I will never comprehend the manifestations of the Holocaust. And the memories of Ohrdruf’s liberation have never gone away; in fact, they are the ones that have remained with me most clearly and intensely and, as I’ve come to see, shaped many of my most ardent beliefs and actions. The nightmares have lessened and faded, but the existential nausea that I felt that first day has returned over and over, sparked by sights, sounds, smells, and events. These memories have been, and will always be, with me, like the spiked brass knuckles I found that they used in the beating shed.
I mentioned that I wasn’t sure if something died in me during my time at Ohrdruf, or if something new was born.
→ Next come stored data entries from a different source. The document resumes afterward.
PR #1810, opened 2026-04-28
Fix: Handle Kernel 6.17 handshake edge cases in NVIDIA health checks

### LINKED ISSUE #1800: Node unregistered by HAMi scheduler on Linux kernel 6.17 - missing hami.io/node-handshake annotation
## Environment
- HAMi version: v2.8.1
- Kubernetes: v1.34.4
- Linux kernel: 6.17.0-22-generic
- NVIDIA driver: 570.211.01 / 535.288.01
- CUDA: 12.8 / 12.2
- GPU: NVIDIA RTX A4500
- OS: Ubuntu 24.04.4 LTS
- containerd: 2.2.3

## Problem
On Linux kernel 6.17, HAMi scheduler marks node as "unregistered".
The `hami.io/node-handshake` annotation is missing on the node.

Error:
0/3 nodes are available: 1 node unregistered

## Root cause
- hami.io/node-handshake annotation is NOT created on kernel 6.17
- hami-device-plugin logs show successful GPU registration
- Downgrading to kernel 6.8 resolves the issue immediately

## Steps to reproduce
1. Install HAMi v2.8.1
2. Worker node with Linux kernel 6.17.x
3. Try to schedule GPU pod

## Workaround
Downgrade kernel to 6.8.x

## Related issue
#272

maishivamhoo123:
Description:
This PR fixes #1800  an edge case caused by a Kernel 6.17 bug where the NVIDIA device health check fails or hangs when device counts are current=0 and reported=0, but a handshake is either pending or expired.

Changes Made:

Updated device.go to properly bypass or resolve the handshake pending/expired states without breaking normal device tracking.

Added specific unit tests for the Kernel 6.17 edge cases to prevent future regressions.

### DIFF
--- a/pkg/device/nvidia/device.go
+++ b/pkg/device/nvidia/device.go
@@ -231,12 +231,14 @@ func (dev *NvidiaGPUDevices) CheckHealth(devType string, n *corev1.Node) (bool, 
 	reported := dev.ReportedGPUNum[n.Name]
 	klog.V(3).InfoS("checking device health for node", "nodeName", n.Name, "deviceType", devType, "currentDevices", current, "reportedDevices", reported)
 
+	handshakeHealthy, handshakeChanged := device.CheckHealth(devType, n)
+
 	if current == 0 {
 		if reported == 0 {
-			return true, false
+			return handshakeHealthy, handshakeChanged
 		}
 		dev.ReportedGPUNum[n.Name] = current
-		return false, false
+		return false, handshakeChanged
 	}
 
 	if reported != current {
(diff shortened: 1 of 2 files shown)


archlitchi:
i don't quite get the problem: if reported==0, it means the NVIDIA GPU is not healthy, so we shouldn't report that node to scheduler, nor should we patch any related-annotations

maishivamhoo123:
> i don't quite get the problem: if reported==0, it means the NVIDIA GPU is not healthy, so we shouldn't report that node to scheduler, nor should we patch any related-annotations

Hi @archlitchi, you're correct in the normal case. But on Kernel 6.17, the device plugin registers the GPU successfully, yet the hami.io/node-handshake annotation is never written to the node due to a kernel bug. This leaves the node permanently stuck at current=0, reported=0 even though the GPU is healthy.
So this PR checks the handshake state in that case:

Handshake pending → node still initializing → healthy=true
Handshake expired → something is stuck → healthy=false
No handshake → new node → original behavior preserved

Without this, users on Kernel 6.17 must downgrade the kernel to use HAMi despite having a working GPU.

archlitchi (approved):
/lgtm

After I got home, back to Pennsylvania, and tried to create a new “normal” life (I married an amazing woman, had five children, and worked as an artist and craftsman alongside my wife), I realized that it was both. My innocence died with the Nazis’ slaughter of the innocent lives I saw in the camp, and the millions of other innocent lives slaughtered in the Holocaust. They couldn’t prevent it from happening, nor could they do anything to help themselves when it was happening.
And I couldn’t have prevented it from happening. That raw, burning outrage that I had swallowed in Ohrdruf could either consume me or help me and others to live.
When faced with the impossible or the unthinkable, you have two choices: You can lose faith—in yourself, others, life, and God—or you can turn to faith to find meaning and purpose. There have been times when I’ve felt the former taking over. But when I got home from the war, I made a vow to myself that if ever I saw anything like this again, the widespread defilement of human dignity and life, I would have to do something about it.
I couldn’t prevent the horrific mass slaughter by the Nazis, but my memories of it and that burning outrage I still feel about it could serve as an inspiration to protect life, in all its various forms, especially the innocent. This is what I’ve done, whether that is in my art or community and political advocacy, along with my wife, for the last seven and a half decades.
A small honor to the lives that were lost. A great reminder to everyone that life is always worth living.
Joseph Simboli, 1925-2021, enlisted in the U.S. Army at age 17, and then served in World War II with the 89th Infantry Division. He attended and taught at the Philadelphia Museum School of Art, and then established, with his wife Gerry, their art studio, Simboli Design. He also enjoyed running and racing sports cars.